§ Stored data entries
==================================================
PR #51, opened 2023-09-27
Expose many new fields to clients

Tolriq:
Support for multi values fields like genre and artists. Support song contributors like Composers, ...
Support many new useful data for Songs, Artists and Albums.

### DIFF
--- a/content/en/docs/Responses/AlbumID3.md
+++ b/content/en/docs/Responses/AlbumID3.md
@@ -11,19 +11,66 @@ description: >
 {{< tab header="**Example**:" disabled=true />}}
 {{< tab header="OpenSubsonic" lang="json">}}
 {
-  "id": "ad0f112b6dcf83de5e9cae85d07f0d35",
-  "name": "8-bit lagerfeuer",
-  "artist": "pornophonique",
-  "year": 2007,
-  "coverArt": "al-ad0f112b6dcf83de5e9cae85d07f0d35_640a93a8",
-  "starred": "2023-03-22T01:51:06Z",
-  "duration": 1954,
-  "playCount": 97,
-  "created": "2023-03-10T02:19:35.784818075Z",
-  "artistId": "91c3901ac465b9efc439e4be4270c2b6",
-  "songCount": 8,
-  "played": "2023-03-28T00:45:13Z",
-  "userRating": 4
+    "id": "ad0f112b6dcf83de5e9cae85d07f0d35",
+    "name": "8-bit lagerfeuer",
+    "artist": "pornophonique",
+    "year": 2007,
+    "coverArt": "al-ad0f112b6dcf83de5e9cae85d07f0d35_640a93a8",
+    "starred": "2023-03-22T01:51:06Z",
+    "duration": 1954,
+    "playCount": 97,
+    "genre": "Hip-Hop",
+    "created": "2023-03-10T02:19:35.784818075Z",
+    "artistId": "91c3901ac465b9efc439e4be4270c2b6",
+    "songCount": 8,
+    "played": "2023-03-28T00:45:13Z",
+    "userRating": 4,
+    "recordLabels": [
+        {
+            "name": "Sony"
+        }
+    ],
+    "musicBrainzId": "189002e7-3285-4e2e-92a3-7f6c30d407a2",
+    "genres": [
+        {
+            "name": "Hip-Hop"
+        },
+        {
+            "name": "East coast"
+        }
+    ],
+    "artists": [
+        {
+            "id": "ar-1",
+            "name": "Artist 1"
+        },
+        {
+            "id": "ar-2",
+            "name": "Artist 2"
+        }
+    ],
+    "displayArtist": "Artist 1 feat. Artist 2",
+    "releaseTypes": [
+        "Album",
+        "Remixes"
+    ],
+    "moods": [
+        "slow",
+        "cool"
+    ],
+    "sortName": "lagerfeuer (8-bit)",
+    "originalReleaseDate": "2001-03-10T02:19:35.784818075Z",
+    "isCompilation": false,
+    "discTitles": [
+        {
+            "disc": 0,
+            "title": "Disc 0 title"
+        },
+        {
+            "disc": 2,
+            "title": "Disc 1 title"
+        }
+    ]
 }
 {{< /tab >}}
 {{< tab header="Subsonic" lang="json" >}}
@@ -36,6 +83,7 @@ description: >
   "starred": "2023-03-22T01:51:06Z",
   "duration": 1954,
   "playCount": 97,
+  "genre": "Hip-Hop",
   "created": "2023-03-10T02:19:35.784818075Z",
   "artistId": "91c3901ac465b9efc439e4be4270c2b6",
   "songCount": 8
@@ -59,12 +107,38 @@ description: >
 | `genre` | `string` | No |     | The album genre|
 | `played` | `string` | No | **Yes**    | Date the album was last played. [ISO 8601]|
 | `userRating` | `int` | No | **Yes**    | The user rating of the album. [1-5]|
+| `recordLabels` | Array of [`RecordLabel`](../recordlabel) | No |  **Yes**   | The labels producing the album. |
+| `musicBrainzId` | `string` | No |  **Yes**   | The album MusicBrainzID. |
+| `genres` | Array of [`ItemGenre`](../itemgenre) | No | **Yes**    | The list of all genres of the album. |
+| `artists` | Array of [`ArtistID3`](../artistid3) | No | **Yes**    | The list of all album artists of the album. (Note: Only the required [`ArtistID3`](../artistid3) fields should be returned by default)|
+| `displayArtist` | `string` | No |  **Yes**   | The single value display artist. |
+| `releaseTypes` | Array of `string` | No | **Yes**    | The types of this album release. (Album, Compilation, EP, Remix, ...).|
+| `moods` | Array of `string` | No | **Yes**    | The list of all moods of the album. |
+| `sortName` | `string` | No |  **Yes**   | The album sort name. |
+| `originalReleaseDate` | `string` | No |   **Yes**   | Date the album was originally released. [ISO 8601]|
+| `isCompilation` | `boolean` | No |  **Yes**    | True if the album is a compilation. |
+| `discTitles` | Array of [`DiscTitle`](../disctitle) | No | **Yes**    | The list of all disc titles of the album. |
 
 {{< alert color="warning" title="OpenSubsonic" >}}
 New fields are added:
 
 - `played`
 - `userRating`
+- `recordLabels`
+- `musicBrainzId`
+- `genres`
+- `artists`
+- `displayArtist`
+- `releaseType`
+- `moods`
+- `sortName`
+- `originalReleaseDate`
+- `isCompilation`
+- `discTitles`
+
+**Note**: All OpenSubsonic added fields are **optionals**. But if a server support a field it **must** return it with an empty / default value when not present in it's database so that clients knows what the server supports.
+
+**Note**: Even if some added fields may looks duplicated, it's important to still return the legacy data for compatibility reasons.
 {{< /alert >}}
 
 ---
--- a/content/en/docs/Responses/AlbumID3WithSongs.md
+++ b/content/en/docs/Responses/AlbumID3WithSongs.md
@@ -11,69 +11,114 @@ description: >
 {{< tab header="**Example**:" disabled=true />}}
 {{< tab header="OpenSubsonic" lang="json">}}
 {
-  "id": "200000021",
-  "parent": "100000036",
-  "album": "Forget and Remember",
-  "title": "Forget and Remember",
-  "name": "Forget and Remember",
-  "isDir": true,
-  "coverArt": "al-200000021",
-  "songCount": 20,
-  "created": "2021-07-22T02:09:31+00:00",
-  "duration": 4248,
-  "playCount": 0,
-  "artistId": "100000036",
-  "artist": "Comfort Fit",
-  "year": 2005,
-  "genre": "Hip-Hop",
-  "song": [
-    {
-      "id": "300000116",
-      "parent": "200000021",
-      "title": "Can I Help U?",
-      "isDir": false,
-      "isVideo": false,
-      "type": "music",
-      "albumId": "200000021",
-      "album": "Forget and Remember",
-      "artistId": "100000036",
-      "artist": "Comfort Fit",
-      "coverArt": "300000116",
-      "duration": 103,
-      "bitRate": 216,
-      "track": 1,
-      "year": 2005,
-      "genre": "Hip-Hop",
-      "size": 2811819,
-      "discNumber": 1,
-      "suffix": "mp3",
-      "contentType": "audio/mpeg",
-      "path": "user/Comfort Fit/Forget And Remember/1 - Can I Help U?.mp3"
-    },
-    {
-      "id": "300000121",
-      "parent": "200000021",
-      "title": "Planetary Picknick",
-      "isDir": false,
-      "isVideo": false,
-      "type": "music",
-      "albumId": "200000021",
-      "album": "Forget and Remember",
-      "artistId": "100000036",
-      "artist": "Comfort Fit",
-      "coverArt": "300000121",
-      "duration": 358,
-      "bitRate": 238,
-      "track": 2,
-      "year": 2005,
-      "genre": "Hip-Hop",
-      "size": 10715592,
-      "discNumber": 1,
-      "suffix": "mp3",
-      "contentType": "audio/mpeg",
-      "path": "user/Comfort Fit/Forget And Remember/2 - Planetary Picknick.mp3"
-    }
-  ]
+    "id": "ad0f112b6dcf83de5e9cae85d07f0d35",
+    "name": "8-bit lagerfeuer",
+    "artist": "pornophonique",
+    "year": 2007,
+    "coverArt": "al-ad0f112b6dcf83de5e9cae85d07f0d35_640a93a8",
+    "starred": "2023-03-22T01:51:06Z",
+    "duration": 1954,
+    "playCount": 97,
+    "genre": "Hip-Hop",
+    "created": "2023-03-10T02:19:35.784818075Z",
+    "artistId": "91c3901ac465b9efc439e4be4270c2b6",
+    "songCount": 8,
+    "played": "2023-03-28T00:45:13Z",
+    "userRating": 4,
+    "recordLabels": [
+        {
+            "name": "Sony"
+        }
+    ],
+    "musicBrainzId": "189002e7-3285-4e2e-92a3-7f6c30d407a2",
+    "genres": [
+        {
+            "name": "Hip-Hop"
+        },
+        {
+            "name": "East coast"
+        }
+    ],
+    "artists": [
+        {
+            "id": "ar-1",
+            "name": "Artist 1"
+        },
+        {
+            "id": "ar-2",
+            "name": "Artist 2"
+        }
+    ],
+    "displayArtist": "Artist 1 feat. Artist 2",
+    "releaseTypes": [
+        "Album",
+        "Remixes"
+    ],
+    "moods": [
+        "slow",
+        "cool"
+    ],
+    "sortName": "lagerfeuer (8-bit)",
+    "originalReleaseDate": "2001-03-10T02:19:35.784818075Z",
+    "isCompilation": false,
+    "discTitles": [
+        {
+            "disc": 0,
+            "title": "Disc 0 title"
+        },
+        {
+            "disc": 2,
+            "title": "Disc 1 title"
+        }
+    ],
+    "song": [
+        {
+            "id": "300000116",
+            "parent": "200000021",
+            "title": "Can I Help U?",
+            "isDir": false,
+            "isVideo": false,
+            "type": "music",
+            "albumId": "200000021",
+            "album": "Forget and Remember",
+            "artistId": "100000036",
+            "artist": "Comfort Fit",
+            "coverArt": "300000116",
+            "duration": 103,
+            "bitRate": 216,
+            "track": 1,
+            "year": 2005,
+            "genre": "Hip-Hop",
+            "size": 2811819,
+            "discNumber": 1,
+            "suffix": "mp3",
+            "contentType": "audio/mpeg",
+            "path": "user/Comfort Fit/Forget And Remember/1 - Can I Help U?.mp3"
+        },
+        {
+            "id": "300000121",
+            "parent": "200000021",
+            "title": "Planetary Picknick",
+            "isDir": false,
+            "isVideo": false,
+            "type": "music",
+            "albumId": "200000021",
+            "album": "Forget and Remember",
+            "artistId": "100000036",
+            "artist": "Comfort Fit",
+            "coverArt": "300000121",
+            "duration": 358,
+            "bitRate": 238,
+            "track": 2,
+            "year": 2005,
+            "genre": "Hip-Hop",
+            "size": 10715592,
+            "discNumber": 1,
+            "suffix": "mp3",
+            "contentType": "audio/mpeg",
+            "path": "user/Comfort Fit/Forget And Remember/2 - Planetary Picknick.mp3"
+        }
+    ]
 }
 {{< /tab >}}
 {{< tab header="Subsonic" lang="json" >}}
@@ -161,6 +206,17 @@ description: >
 | `genre` | `string` | No |     | The album genre|
 | `played` | `string` | No | **Yes**    | Date the album was last played. [ISO 8601]|
 | `userRating` | `int` | No | **Yes**    | The user rating of the album. [1-5]|
+| `recordLabels` | Array of [`RecordLabel`](../recordlabel) | No |  **Yes**   | The labels producing the album. |
+| `musicBrainzId` | `string` | No |  **Yes**   | The album MusicBrainzID. |
+| `genres` | Array of [`ItemGenre`](../itemgenre) | No | **Yes**    | The list of all genres of the album. |
+| `artists` | Array of [`ArtistID3`](../artistid3) | No | **Yes**    | The list of all album artists of the album. |
+| `displayArtist` | `string` | No |  **Yes**   | The single value display artist. |
+| `releaseTypes` | Array of `string` | No | **Yes**    | The types of this album release. (Album, Compilation, EP, Remix, ...).|
+| `moods` | Array of `string` | No | **Yes**    | The list of all moods of the album. |
+| `sortName` | `string` | No |  **Yes**   | The album sort name. |
+| `originalReleaseDate` | `string` | No |   **Yes**   | Date the album was originally released. [ISO 8601]|
+| `isCompilation` | `boolean` | No |  **Yes**    | True if the album is a compilation.|
+| `discTitles` | Array of [`DiscTitle`](../disctitle) | No | **Yes**    | The list of all disc titles of the album. |
 | `song` | Array of [`Child`](../child) | No |     | The list of songs |
 
 {{< alert color="warning" title="OpenSubsonic" >}}
@@ -168,4 +224,26 @@ New fields are added:
 
 - `played`
 - `userRating`
+- `recordLabels`
+- `musicBrainzId`
+- `genres`
+- `artists`
+- `displayArtist`
+- `releaseType`
+- `moods`
+- `sortName`
+- `originalReleaseDate`
+- `isCompilation`
+- `discTitles`
+
+**Note**: All OpenSubsonic added fields are **optionals**. But if a server support a field it **must** return it with an empty / default value when not present in it's database so that clients knows what the server supports.
+
+**Note**: Even if some added fields may looks duplicated, it's important to still return the legacy data for compatibility reasons.
+{{< /alert >}}
+
+{{< alert color="warning" title="OpenSubsonic server support" >}}
+
+| Server | Min vers. | Comment |
+| --- | --- | --- |
+
 {{< /alert >}}
--- a/content/en/docs/Responses/ArtistID3.md
+++ b/content/en/docs/Responses/ArtistID3.md
@@ -1,6 +1,8 @@
 ---
 title: "ArtistID3"
-linkTitle: "ArtistID3"
+linkTitle: "ArtistID3 [OS]"
+opensubsonic:
+- Change
 description: >
   An artist from ID3 tags.
 ---
@@ -9,13 +11,20 @@ description: >
 {{< tab header="**Example**:" disabled=true />}}
 {{< tab header="OpenSubsonic" lang="json">}}
 {
-  "id": "37ec820ca7193e17040c98f7da7c4b51",
-  "name": "2 Mello",
-  "coverArt": "ar-37ec820ca7193e17040c98f7da7c4b51_0",
-  "albumCount": 1,
-  "userRating": 5,
-  "artistImageUrl": "https://demo.org/image.jpg",
-  "starred": "2017-04-11T10:42:50.842Z"
+    "id": "37ec820ca7193e17040c98f7da7c4b51",
+    "name": "2 Mello",
+    "coverArt": "ar-37ec820ca7193e17040c98f7da7c4b51_0",
+    "albumCount": 1,
+    "userRating": 5,
+    "artistImageUrl": "https://demo.org/image.jpg",
+    "starred": "2017-04-11T10:42:50.842Z",
+    "musicBrainzId": "189002e7-3285-4e2e-92a3-7f6c30d407a2",
+    "sortName": "Mello (2)",
+    "roles": [
+        "artist",
+        "albumartist",
+        "composer"
+    ]
 }
 {{< /tab >}}
 {{< tab header="Subsonic" lang="json" >}}
@@ -39,3 +48,26 @@ description: >
 | `artistImageUrl` | `string` | No  |   | An url to an external image source. |
 | `albumCount` | `int` | No |     | Artist album count.  |
 | `starred` | `string` | No |     | Date the artist was starred. [ISO 8601]|
+| `musicBrainzId` | `string` | No |  **Yes**   | The artist MusicBrainzID. |
+| `sortName` | `string` | No |  **Yes**   | The artist sort name. |
+| `roles` | Array of `string` | No | **Yes**    | The list of all roles this artist have in the library. |
+
+{{< alert color="warning" title="OpenSubsonic" >}}
+New fields are added:
+
+- `musicBrainzId`
+- `sortName`
+- `roles`
+
+**Note**: All OpenSubsonic added fields are **optionals**. But if a server support a field it **must** return it with an empty / default value when not present in it's database so that clients knows what the server supports.
+
+**Note**: Even if some added fields may looks duplicated, it's important to still return the legacy data for compatibility reasons.
+{{< /alert >}}
+
+---
+
+{{< alert color="warning" title="OpenSubsonic server support" >}}
+
+| Server | Min vers. | Comment |
+| --- | --- | --- |
+{{< /alert >}}
--- a/content/en/docs/Responses/Child.md
+++ b/content/en/docs/Responses/Child.md
@@ -11,30 +11,108 @@ description: >
 {{< tab header="**Example**:" disabled=true />}}
 {{< tab header="OpenSubsonic" lang="json">}}
 {
-  "id": "082f435a363c32c57d5edb6a678a28d4",
-  "parent": "e8a0685e3f3ec6f251649af2b58b8617",
-  "isDir": false,
-  "title": "\"polar expedition\"",
-  "album": "Live at The Casbah - 2005-04-29",
-  "artist": "The New Deal",
-  "track": 4,
-  "year": 2005,
-  "coverArt": "mf-082f435a363c32c57d5edb6a678a28d4_6410b3ce",
-  "size": 19866778,
-  "contentType": "audio/flac",
-  "suffix": "flac",
-  "starred": "2023-03-27T09:45:27Z",
-  "duration": 178,
-  "bitRate": 880,
-  "path": "The New Deal/Live at The Casbah - 2005-04-29/04 - \"polar expedition\".flac",
-  "playCount": 8,
-  "played": "2023-03-26T22:27:46Z",
-  "discNumber": 1,
-  "created": "2023-03-14T17:51:22.112827504Z",
-  "albumId": "e8a0685e3f3ec6f251649af2b58b8617",
-  "artistId": "97e0398acf63f9fb930d7d4ce209a52b",
-  "type": "music",
-  "isVideo": false
+    "id": "082f435a363c32c57d5edb6a678a28d4",
+    "parent": "e8a0685e3f3ec6f251649af2b58b8617",
+    "isDir": false,
+    "title": "\"polar expedition\"",
+    "album": "Live at The Casbah - 2005-04-29",
+    "artist": "The New Deal",
+    "track": 4,
+    "year": 2005,
+    "coverArt": "mf-082f435a363c32c57d5edb6a678a28d4_6410b3ce",
+    "size": 19866778,
+    "contentType": "audio/flac",
+    "suffix": "flac",
+    "starred": "2023-03-27T09:45:27Z",
+    "duration": 178,
+    "bitRate": 880,
+    "path": "The New Deal/Live at The Casbah - 2005-04-29/04 - \"polar expedition\".flac",
+    "playCount": 8,
+    "played": "2023-03-26T22:27:46Z",
+    "discNumber": 1,
+    "created": "2023-03-14T17:51:22.112827504Z",
+    "albumId": "e8a0685e3f3ec6f251649af2b58b8617",
+    "artistId": "97e0398acf63f9fb930d7d4ce209a52b",
+    "type": "music",
+    "mediaType": "song",
+    "isVideo": false,
+    "bpm": 134,
+    "comment": "This is a song comment",
+    "sortName": "Polar expedition",
+    "musicBrainzId": "189002e7-3285-4e2e-92a3-7f6c30d407a2",
+    "genres": [
+        {
+            "name": "Hip-Hop"
+        },
+        {
+            "name": "East coast"
+        }
+    ],
+    "artists": [
+        {
+            "id": "ar-1",
+            "name": "Artist 1"
+        },
+        {
+            "id": "ar-2",
+            "name": "Artist 2"
+        }
+    ],
+    "displayArtist": "Artist 1 feat. Artist 2",
+    "albumArtists": [
+        {
+            "id": "ar-6",
+            "name": "Artist 6"
+        },
+        {
+            "id": "ar-7",
+            "name": "Artist 7"
+        }
+    ],
+    "displayAlbumArtist": "Artist 6 & Artist 7",
+    "contributors": [
+        {
+            "role": "composer",
+            "artist": {
+                "id": "ar-3",
+                "name": "Artist 3"
+            }
+        },
+        {
+            "role": "composer",
+            "artist": {
+                "id": "ar-4",
+                "name": "Artist 4"
+            }
+        },
+        {
+            "role": "lyricist",
+            "artist": {
+                "id": "ar-5",
+                "name": "Artist 5"
+            }
+        },
+        {
+            "role": "performer",
+            "subRole": "Bass",
+            "artist": {
+                "id": "ar-5",
+                "name": "Artist 5"
+            }
+        }
+    ],
+    "displayComposer": "Artist 3, Artist 4",
+    "moods": [
+        "slow",
+        "cool"
+    ],
+    "replayGain": {
+        "trackGain": 0.1,
+        "albumGain": 1.1,
+        "trackPeak": 9.2,
+        "albumPeak": 9,
+        "baseGain": 0
+    }
 }
 {{< /tab >}}
 {{< tab header="Subsonic" lang="json" >}}
@@ -71,7 +149,7 @@ description: >
 | `id` | `string` | **Yes** |     | The id of the media |
 | `parent` | `string` | No |     | The id of the parent (folder/album) |
 | `isDir` | `boolean` | **Yes** |     | The media is a directory |
-| `title` | `string` | **Yes** |     | The medua name. |
+| `title` | `string` | **Yes** |     | The media name. |
 | `album` | `string` | No |     | The album name. |
 | `artist` | `string` | No |     | The artist name.  |
 | `track` | `int` | No |    | The track number. |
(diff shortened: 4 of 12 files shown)


content/en/docs/Responses/ReplayGain.md
```diff
@@ -0,0 +1,45 @@
...
+Does not exist.
+{{< /tab >}}
+{{< /tabpane >}}
+
+| Field |  Type | Req. | OpenS. | Details |
+| --- | --- | --- | --- | --- |
+| `trackGain` | `number` | No | **Yes**    | The track replay gain value. (In Db) |
+| `albumGain` | `number` | No | **Yes**    | The album replay gain value. (In Db) |
+| `trackPeak` | `number` | No | **Yes**    | The track peak value. (Range [0.0-1.0]) |
+| `albumPeak` | `number` | No | **Yes**    | The album peak value. (Range [0.0-1.0]) |
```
==================================================
§ YOUR INSTRUCTIONS
Going back to the entries above, set down exactly the lines that begin at the one with "the media |" and end at the one with "album name. |", both included, and nothing else.

§ EXERCISE RESPONSE
 | `id` | `string` | **Yes** |     | The id of the media |
 | `parent` | `string` | No |     | The id of the parent (folder/album) |
 | `isDir` | `boolean` | **Yes** |     | The media is a directory |
-| `title` | `string` | **Yes** |     | The medua name. |
+| `title` | `string` | **Yes** |     | The media name. |
 | `album` | `string` | No |     | The album name. |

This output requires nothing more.